Your answer should be every line of the entries that has the string "Entities" in it.

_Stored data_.
****

PR #2306, opened 2024-04-05
PIMS-1531: Property Quicksearch Backend

GrahamS-Quartech:
## 🎯 Summary

  
[PIMS-1531 ](https://apps.itsm.gov.bc.ca/jira/browse/PIMS-1531)

This adds an endpoint that you can use to search across multiple fields of parcels and buildings and get results that loosely match the provided keyword. You can optionally supply a take param to limit the results (it applies to each repo so the final count is effectively doubled).

I tried to make this work without the queryBuilder, but I couldn't seem to get it working with the integer columns without casting them using TypeORM's `Raw( )`, and the behavior of that function seems to be pretty bugged.

In the future, maybe we could also optionally limit/expand which fields are searched  across but I think this is fine for our current needs.

## 🔰 Checklist


express-api/src/services/properties/propertiesServices.ts
```diff
@@ -0,0 +1,42 @@
+import { AppDataSource } from '@/appDataSource';
+import { Building } from '@/typeorm/Entities/Building';
+import { Parcel } from '@/typeorm/Entities/Parcel';
+
+const propertiesFuzzySearch = async (keyword: string, limit?: number) => {
```
dbarkowsky, line 5: Maybe we should give this a default of undefined. In testing, it required me to fill the second argument with undefined manually.

express-api/src/services/properties/propertiesServices.ts
```diff
@@ -0,0 +1,42 @@
...
+    .leftJoinAndSelect('parcel.AdministrativeArea', 'adminArea')
+    .leftJoinAndSelect('parcel.Evaluations', 'evaluations')
+    .leftJoinAndSelect('parcel.Fiscals', 'fiscals')
+    .where(`parcel.pid::text like '%${keyword}%'`)
+    .orWhere(`parcel.pin::text like '%${keyword}%'`)
+    .orWhere(`agency.name like '%${keyword}%'`)
+    .orWhere(`adminArea.name like '%${keyword}%'`)
+    .orWhere(`parcel.address1 like '%${keyword}%'`)
+    .take(limit)
+    .getMany();
```
dbarkowsky, line 18: If you wanted to do this without the query builder, this seems to be working for me:
``` ts
 const parcels = await AppDataSource.getRepository(Parcel).find({
    relations: {
      Agency: true,
      AdministrativeArea: true,
      Evaluations: true,
      Fiscals: true,
    },
    where: [
      {
        Agency: {
          Name: Like(`%${keyword}%`),
        },
      },
      {
        AdministrativeArea: {
          Name: Like(`%${keyword}%`),
        },
      },
      {
        Address1: Like(`%${keyword}%`),
      },
      !isNaN(parseInt(keyword)) ? { PID: parseInt(keyword) } : undefined,
      !isNaN(parseInt(keyword)) ? { PIN: parseInt(keyword) } : undefined,
    ],
  });
```

dbarkowsky (commented):
Would this be easier to do if we made a view? I'm thinking we probably need to change the other materialized view to just a plain view anyway. It doesn't seem to be auto-updating.
A view that just has the fields we need for this fuzzy search could be useful

express-api/src/services/properties/propertiesServices.ts
GrahamS-Quartech: This should result in PID and PIN only working for exact rather than partial matches though right?

GrahamS-Quartech:
> Would this be easier to do if we made a view? I'm thinking we probably need to change the other materialized view to just a plain view anyway. It doesn't seem to be auto-updating. A view that just has the fields we need for this fuzzy search could be useful

Materialized views do not update until instructed to, so we would need a cronjob or some other mechanism to instruct it to. A regular view could be nice for convenience, though it probably wouldn't have any particular performance benefit.

express-api/src/services/properties/propertiesServices.ts
dbarkowsky: Hmm, seems to be. Should PIDs and PINs partially match? 
Also, I think this is case-specific. There's ILike provided by TypeORM as well, which is case-insensitive.

GrahamS-Quartech: I dunno, I assumed they should but I guess you could argue they should be exact. Maybe a Lindsay question.

dbarkowsky (approved):
After some more experimentation, I think what you had is the only way if we need partial matches on PID/PIN. Limitation of TypeORM.

PR #2315, opened 2024-04-09
PIMS-1544: Parcel Layer Integration for Property Management

GrahamS-Quartech:
## 🎯 Summary

  
[PIMS-1544](https://apps.itsm.gov.bc.ca/jira/browse/PIMS-1544)

* This PR adds a small map component that appears in the general information section for buildings and parcels adding/editing.
* You should be able to enter a PID or a PIN and have the map automatically fix itself to the lat/lng at the centroid of the relevant parcel. 
* The map should automatically set itself to the relevant location when you go to edit an existing parcel/building. Note that I was making it default the location to (0, 0) previously so if you see that in some of the parcels you already made locally that is expected.
* When you click on the map, you should be able to see a super basic popup showing the PID/PID at that location. I figure we can flesh this out more later. It only triggers when you're zoomed in enough.

Please test this functionality out locally and let me know if there's anything weird happening.

## 🔰 Checklist


dbarkowsky (commented):
Two strange behaviours:
- If a popup is open, you cannot scroll away from it. As soon as it hits the outside of the map, scrolling is stopped.
- If you blur the PID field while a popup is open, it doesn't seem to centre the pin. It just brings it a little bit closer to that parcel. Maybe we should just close the popup on blur if possible before the map.setView is called.

dbarkowsky:
Pushed two changes:
- Moving @types dependencies to dev-dependencies and removing carets
- Closing the popup on blur events
Tried out closing the popup on drag to avoid the boundary issue, but it doesn't feel natural to use, so left that out.

dbarkowsky (approved):
Tested again after most recent change. Can now pan away from the popup.

PR #2319, opened 2024-04-11
PIMS-1520: Geocoder integration for street address field and map

GrahamS-Quartech:
## 🎯 Summary

  
[PIMS-1520 ](https://apps.itsm.gov.bc.ca/jira/browse/PIMS-1520)

* The street address field will now call the geocoder API in the background to provide suggestions. 
* Should show Loading while the request is still pending.
* If you select an element from the dropdown, it should automatically set the map using the lat/lng contained in the api response from geocoder.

****

_PROBLEM SOLUTION_.
+import { Building } from '@/typeorm/Entities/Building';
+import { Parcel } from '@/typeorm/Entities/Parcel';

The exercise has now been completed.